Content starts

PR #89, opened 2021-03-09
add sidctl "tree" command to display resource tree in JSON

trgill:


src/resource/ubridge.c
```diff
@@ -516,6 +516,36 @@ static const char *_get_iov_str(struct buffer *buf, bool unset, struct iovec *io
...
+	int                     r = 0;
+	uint32_t                len;
+	void *                  data;
+
+	if (!(iter = sid_resource_iter_create(res))) {
+		log_error(ID(res), INTERNAL_ERROR "%s: failed to create record iterator", __func__);
+		return -ENOMEM;
+	}
+
+	sid_resource_dump_all_in_dot(sid_resource_search(res, SID_RESOURCE_SEARCH_TOP, NULL, NULL));
```
trgill, line 536: @prajnoha the data that is traversed in sid_resource_dump_all_in_dot() is what I should pack up to send to sidctl, right?

Currently it looks like this:

`[27456:27464]:resource.c:1038:sid_resource_dump_all_in_dot      <DOT> digraph resources {
[27456:27464]:resource.c:1039:sid_resource_dump_all_in_dot      <DOT> "worker/a29cafe8-ea1f-4850-8ccf-4877927e1a10";
[27456:27464]:resource.c:1007:_dump_children_recursively_in_dot <DOT> "aggregate/modules";
[27456:27464]:resource.c:1024:_dump_children_recursively_in_dot <DOT> "worker/a29cafe8-ea1f-4850-8ccf-4877927e1a10" -> "aggregate/modules" [dir=both];
[27456:27464]:resource.c:1007:_dump_children_recursively_in_dot <DOT> "module-registry/block";
[27456:27464]:resource.c:1024:_dump_children_recursively_in_dot <DOT> "aggregate/modules" -> "module-registry/block" [dir=both] [color=red];
[27456:27464]:resource.c:1007:_dump_children_recursively_in_dot <DOT> "module/blkid";
[27456:27464]:resource.c:1024:_dump_children_recursively_in_dot <DOT> "module-registry/block" -> "module/blkid" [dir=both] [color=red];
[27456:27464]:resource.c:1007:_dump_children_recursively_in_dot <DOT> "module/dummy_block";
[27456:27464]:resource.c:1024:_dump_children_recursively_in_dot <DOT> "module-registry/block" -> "module/dummy_block" [dir=both] [color=red];
[27456:27464]:resource.c:1007:_dump_children_recursively_in_dot <DOT> "module-registry/type";
[27456:27464]:resource.c:1024:_dump_children_recursively_in_dot <DOT> "aggregate/modules" -> "module-registry/type" [dir=both] [color=red];
[27456:27464]:resource.c:1007:_dump_children_recursively_in_dot <DOT> "module/dummy_type";
[27456:27464]:resource.c:1024:_dump_children_recursively_in_dot <DOT> "module-registry/type" -> "module/dummy_type" [dir=both] [color=red];
[27456:27464]:resource.c:1007:_dump_children_recursively_in_dot <DOT> "kv-store/main";
[27456:27464]:resource.c:1024:_dump_children_recursively_in_dot <DOT> "worker/a29cafe8-ea1f-4850-8ccf-4877927e1a10" -> "kv-store/main"  [dir=forward];
[27456:27464]:resource.c:1007:_dump_children_recursively_in_dot <DOT> "connection";
[27456:27464]:resource.c:1024:_dump_children_recursively_in_dot <DOT> "worker/a29cafe8-ea1f-4850-8ccf-4877927e1a10" -> "connection" [dir=both];
[27456:27464]:resource.c:1007:_dump_children_recursively_in_dot <DOT> "command/27464/tree";
[27456:27464]:resource.c:1024:_dump_children_recursively_in_dot <DOT> "connection" -> "command/27464/tree" [dir=both];
[27456:27464]:resource.c:1041:sid_resource_dump_all_in_dot      <DOT> }`

prajnoha: Yes, indeed, that's the core information we have about resources:
  - resource type
  - id
  - parent/children dependency
  - flags (for now it's various `SID_RESOURCE_RESTRICT_...` flags and `SID_RESOURCE_DISALLOW_ISOLATION` flag)

We could possibly add more insights from the core `struct sid_resource` like:
  - indicator of event loop existence for the resource
  - number of event sources attached
  - PID where the resource got created

(...that's what can be read from looking at `struct sid_resource` directly)

And then it would be great if we had a possibility (or at least count with this for the future) for each resource to send its own  extra information in some predefined format (I think a simple key-value should suffice, but also supporting arrays). Each resource could have a hook that we can call to do the per-resource custom dump (the declaration of new `dump` hook would go into `typedef struct sid_resource_type` besides `init` and `destroy` functions we already have there). We don't need to do this in one go, of course, just counting with this for the future that there might be more fields to add in the dump...

All of this this functionality should be mainly for us to have a better base for debugging and seeing state at certain point in time - like an introspection on demand without a need to run gdb or parsing through tons of logs.

prajnoha: (Of course, the dot is just an output format to view this graphically - but it's one of many possible. If we had some standard format for the resource dump - like json (we could reuie existing functions to print the json we have in `usid` now), then we could easily translate to specific output formats like dot or whatever else we needed...)

prajnoha: (...going even deeper with this later, we can even consider making the database dump just a custom `kv-store` resource dump that's simply added as a "subgraph" to the whole resource-tree dump)

trgill: @prajnoha something like this look ok to you?

I have some questions for you about how it should be implemented.  I'm currently generating the JSON in sid - wasn't sure what you'd think of that.... I'll push the code ASAP.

Content ends

TASK ITEM: All records are to be retyped precisely.

THE ANSWER:
PR #89, opened 2021-03-09
add sidctl "tree" command to display resource tree in JSON

trgill:


src/resource/ubridge.c
```diff
@@ -516,6 +516,36 @@ static const char *_get_iov_str(struct buffer *buf, bool unset, struct iovec *io
...
+	int                     r = 0;
+	uint32_t                len;
+	void *                  data;
+
+	if (!(iter = sid_resource_iter_create(res))) {
+		log_error(ID(res), INTERNAL_ERROR "%s: failed to create record iterator", __func__);
+		return -ENOMEM;
+	}
+
+	sid_resource_dump_all_in_dot(sid_resource_search(res, SID_RESOURCE_SEARCH_TOP, NULL, NULL));
```
trgill, line 536: @prajnoha the data that is traversed in sid_resource_dump_all_in_dot() is what I should pack up to send to sidctl, right?

Currently it looks like this:

`[27456:27464]:resource.c:1038:sid_resource_dump_all_in_dot      <DOT> digraph resources {
[27456:27464]:resource.c:1039:sid_resource_dump_all_in_dot      <DOT> "worker/a29cafe8-ea1f-4850-8ccf-4877927e1a10";
[27456:27464]:resource.c:1007:_dump_children_recursively_in_dot <DOT> "aggregate/modules";
[27456:27464]:resource.c:1024:_dump_children_recursively_in_dot <DOT> "worker/a29cafe8-ea1f-4850-8ccf-4877927e1a10" -> "aggregate/modules" [dir=both];
[27456:27464]:resource.c:1007:_dump_children_recursively_in_dot <DOT> "module-registry/block";
[27456:27464]:resource.c:1024:_dump_children_recursively_in_dot <DOT> "aggregate/modules" -> "module-registry/block" [dir=both] [color=red];
[27456:27464]:resource.c:1007:_dump_children_recursively_in_dot <DOT> "module/blkid";
[27456:27464]:resource.c:1024:_dump_children_recursively_in_dot <DOT> "module-registry/block" -> "module/blkid" [dir=both] [color=red];
[27456:27464]:resource.c:1007:_dump_children_recursively_in_dot <DOT> "module/dummy_block";
[27456:27464]:resource.c:1024:_dump_children_recursively_in_dot <DOT> "module-registry/block" -> "module/dummy_block" [dir=both] [color=red];
[27456:27464]:resource.c:1007:_dump_children_recursively_in_dot <DOT> "module-registry/type";
[27456:27464]:resource.c:1024:_dump_children_recursively_in_dot <DOT> "aggregate/modules" -> "module-registry/type" [dir=both] [color=red];
[27456:27464]:resource.c:1007:_dump_children_recursively_in_dot <DOT> "module/dummy_type";
[27456:27464]:resource.c:1024:_dump_children_recursively_in_dot <DOT> "module-registry/type" -> "module/dummy_type" [dir=both] [color=red];
[27456:27464]:resource.c:1007:_dump_children_recursively_in_dot <DOT> "kv-store/main";
[27456:27464]:resource.c:1024:_dump_children_recursively_in_dot <DOT> "worker/a29cafe8-ea1f-4850-8ccf-4877927e1a10" -> "kv-store/main"  [dir=forward];
[27456:27464]:resource.c:1007:_dump_children_recursively_in_dot <DOT> "connection";
[27456:27464]:resource.c:1024:_dump_children_recursively_in_dot <DOT> "worker/a29cafe8-ea1f-4850-8ccf-4877927e1a10" -> "connection" [dir=both];
[27456:27464]:resource.c:1007:_dump_children_recursively_in_dot <DOT> "command/27464/tree";
[27456:27464]:resource.c:1024:_dump_children_recursively_in_dot <DOT> "connection" -> "command/27464/tree" [dir=both];
[27456:27464]:resource.c:1041:sid_resource_dump_all_in_dot      <DOT> }`

prajnoha: Yes, indeed, that's the core information we have about resources:
  - resource type
  - id
  - parent/children dependency
  - flags (for now it's various `SID_RESOURCE_RESTRICT_...` flags and `SID_RESOURCE_DISALLOW_ISOLATION` flag)

We could possibly add more insights from the core `struct sid_resource` like:
  - indicator of event loop existence for the resource
  - number of event sources attached
  - PID where the resource got created

(...that's what can be read from looking at `struct sid_resource` directly)

And then it would be great if we had a possibility (or at least count with this for the future) for each resource to send its own  extra information in some predefined format (I think a simple key-value should suffice, but also supporting arrays). Each resource could have a hook that we can call to do the per-resource custom dump (the declaration of new `dump` hook would go into `typedef struct sid_resource_type` besides `init` and `destroy` functions we already have there). We don't need to do this in one go, of course, just counting with this for the future that there might be more fields to add in the dump...

All of this this functionality should be mainly for us to have a better base for debugging and seeing state at certain point in time - like an introspection on demand without a need to run gdb or parsing through tons of logs.

prajnoha: (Of course, the dot is just an output format to view this graphically - but it's one of many possible. If we had some standard format for the resource dump - like json (we could reuie existing functions to print the json we have in `usid` now), then we could easily translate to specific output formats like dot or whatever else we needed...)

prajnoha: (...going even deeper with this later, we can even consider making the database dump just a custom `kv-store` resource dump that's simply added as a "subgraph" to the whole resource-tree dump)

trgill: @prajnoha something like this look ok to you?

I have some questions for you about how it should be implemented.  I'm currently generating the JSON in sid - wasn't sure what you'd think of that.... I'll push the code ASAP.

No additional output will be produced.